Thanx for the great video , I have a question please , how to add a new OU TO THE SYNC CYCLE after the initial ad connect setup and configuration , like after few days from the initial setup we required to add another OU TO BE SYNCHED TO AZURE AD
Awesome Video, may i know why you didn't checked the password writeback option, as it would be handy to have write privelege both ways, or does it require any further configuration if we check that box?
Question is not related to AAD but I have a different question 1. Why Microsoft Azure having 3 Fault Domain (why not more than 3 or less than 2) 3. Also Why there is 3 availability zone, why not more/less
This is by design configuration, as the schema object doesn't list these values, please click here to check the schema object. gallery.azure.com/artifact/20161101/Microsoft.AvailabilitySet-ARM.1.0.1/UIDefinition.json
Yes, if your domain is managed, make sure it is in sync scope and if your domain is federated make sure the authentication works properly. Soon, I will be posting video for entire device management of Azure AD.
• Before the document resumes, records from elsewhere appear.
PR #269, opened 2024-12-25
Added markdown_to_latex as a Jinja filter

maharjun:
As described, it makes sense to have this as a filter because nested elements are not connected from markdown to latex when using custom themes with different keys.


sinaatalay:
Thank you.

PR #279, opened 2024-12-30
References

artnim:
Add an entry type for references.


sinaatalay:
Thanks. Could you share a screenshot of the new entry type? Does it have a look that cannot be achieved with one of the seven entry types?

artnim:
Here are some screenshots from my local examples folder.
Screenshot 2024-12-31 at 18 13 02
Screenshot 2024-12-31 at 18 13 35
Screenshot 2024-12-31 at 18 14 28
Screenshot 2024-12-31 at 18 15 04

sinaatalay:
Thank you. We switched to Typst, so I need to close this PR.

Also, this look can be achieved with NormalEntry, so we don't need a new entry type for it. RenderCV's entry types are not data objects (even though they look like data storage objects). They are "visual objects" with distinct looks in the PDF. That's why I asked for a screenshot before. I was wondering if this entry was adding a new visual look that couldn't be achieved with the other entry types.

PR #287, opened 2025-01-06
fix: build new dict when bolding to avoid shared references

### LINKED ISSUE #286: new bold_keywords setting doesn't work with multiple keywords
Rendering a YAML specifying keywords under `rendercv_settings.bold_keywords` should surround occurrences of those keywords with double asterisks, bolding those keywords in the result PDF. But, using v1.18 of the CLI, specifying two or more keywords to bold will result in unexpected behavior.

## To reproduce
Render the following YAML with `rendercv render debug.yaml -use pdflatex`

```yaml
cv:
  name: Ben Juntilla
  sections:
    experience:
      - company: Circle K
        position: Snack Eater
        highlights:
          - bananas apples pears

design:
  theme: engineeringresumes
  font: Source Sans 3

rendercv_settings:
  bold_keywords:
    - bananas
    - apples
    - pears
```

## Screenshots
**Bolding one keyword:**
```yaml
    - bananas
    # - apples
    # - pears
```
image
(Works!)

**Bolding two keywords:**
```yaml
    - bananas
    - apples
    # - pears
```
image
(Not so much)

**Bolding three keywords:**
```yaml
    - bananas
    - apples
    - pears
```
image
(Not at all)

**Bolding four keywords (also added an additional word in the highlights):**
```yaml
    - bananas
    - apples
    - pears
    - oranges
```
image

## Possible root cause
I think it's because `make_given_keywords_bold_in_a_dictionary` in `utilities.py` creates a shallow copy with `dictionary.copy()`, resulting in shared references between the new and old dictionaries. I already have a fix that works on my end, so I'll open a PR soon.

benjuntilla:
resolves #286 by fixing an issue in `make_given_keywords_bold_in_a_dictionary` where a shallow copy (`dictionary.copy()`) could lead to shared references between old and new dicts, causing inconsistent bolding when more than one keyword is specified. The updated function constructs a new dictionary so that no references to old data remain.

### DIFF
--- a/rendercv/cli/utilities.py
+++ b/rendercv/cli/utilities.py
@@ -319,23 +319,32 @@ def make_given_keywords_bold_in_a_dictionary(
     Returns:
         The dictionary with the given keywords bold.
     """
-    new_dictionary = dictionary.copy()
-    for keyword in keywords:
-        for key, value in dictionary.items():
-            if isinstance(value, str):
-                new_dictionary[key] = value.replace(keyword, f"**{keyword}**")
-            elif isinstance(value, dict):
-                new_dictionary[key] = make_given_keywords_bold_in_a_dictionary(
-                    value, keywords
-                )
-            elif isinstance(value, list):
-                for i, item in enumerate(value):
-                    if isinstance(item, str):
-                        new_dictionary[key][i] = item.replace(keyword, f"**{keyword}**")
-                    elif isinstance(item, dict):
-                        new_dictionary[key][i] = (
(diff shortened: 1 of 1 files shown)


sinaatalay:
Thanks a lot for pointing this out. However, I was working on v2 [here](https://github.com/rendercv/rendercv/pull/271) and was already planning to move this from `cli` to `data`, as it has nothing to do with CLI. Therefore, I won't be able to merge this.

PR #299, opened 2025-01-09
Improve packaging version comparison

### LINKED ISSUE #298: Version comparison warning even if newer version installed
Changing version in `rendeercv::__init__.py` causes a warning message, even though the version is newer than published:

```
$ rendercv --version
A new version of RenderCV is available! You are using v2.1.dev0, and the latest version is v2.0.
```

lczyk:
Fixes #298.

Also uses the official [packaging](https://packaging.pypa.io/en/stable/) package to compare versions form pypi, which allows properly comparing [PEP 440](https://peps.python.org/pep-0440/) versions, like the dev version.

### DIFF
--- a/pyproject.toml
+++ b/pyproject.toml
@@ -62,6 +62,7 @@ dependencies = [
     'pydantic==2.9.2',              # to validate and parse the input file
     'pycountry==24.6.1',            # for ISO 639-3 validation
     'pydantic-extra-types==2.10.1', # to validate some extra types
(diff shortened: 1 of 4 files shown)


sinaatalay (approved):
Thank you very much. I made small changes [here](https://github.com/rendercv/rendercv/pull/299/commits/3c2ac6f82da5925f11657ca3d91d3c701fa8f759).

PR #310, opened 2025-01-17
Fix path issues in `rendercv_settings` and CLI

### LINKED ISSUE #272: External YAML breaks with spaces in path

george-gca:
Fixes #272. That code fails even without spaces in the path.

### DIFF
--- a/rendercv/cli/commands.py
+++ b/rendercv/cli/commands.py
@@ -45,7 +45,7 @@ app = typer.Typer(
 def cli_command_render(
     input_file_name: Annotated[str, typer.Argument(help="The YAML input file.")],
     design: Annotated[
-        Optional[str],
+        Optional[pathlib.Path],
         typer.Option(
             "--design",
             "-d",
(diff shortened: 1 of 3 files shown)


sinaatalay:
Thank you for the PR, but the root of the issue was in `data.models.rendercv_settings.py`. The types of `design`, `rendercv_settings`, and `locale` was `str` instead of `Path`. See #312.

PR #321, opened 2025-01-23
Link docker and pypi releases

### LINKED ISSUE #320: Race condition: docker and pypi workflows
The docker and pypi workflows are both triggered at the same time: when a github release is created.

The docker workflow installs the most recent version of the package from pypi. The docker build is faster than the pypi release, resulting in the previous version of the package being installed.

This is seen in both the v2 and v1.18 versions of the docker image (I did not check earlier versions).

Hello All, I have one issue regarding synchronization, The Issue is I was configured a hybrid azure ad joined devices but unfortunately I had deleted the devices in the on-premises active directory directly 2 months back, after that I had run the sync cycle with the help of Azure AD connect server but the HAADJ devices are available in azure portal still. How we can delete the devices which are available in the Azure portal.
@@ConceptsWork yeah we can delete those devices directly from the portal. So, my question is why those devices are showing in the AD connect server for 2 months after deletion from on-premises AD. i can see the device and devices id's as well.
How can we check what are the passwords of all the service accounts created automatically? Also how and in what scenarios we can change passwords of these service accounts?
Checking password doesn’t make sense as these are service accounts, but you can change the password. If you change the password then you have to update it manually in the respective containers.
Hi , It is a great video, I have one query on this the created account it is seen using a password which we have not set so how we can check this password and if we can change the password there is any issue has happened
You should manually not change the password of the service account, but the password on connector accounts can be updated. it is recommended not to make any changes, but lets say you make change to MSOL account password, then just get it updated on the connector.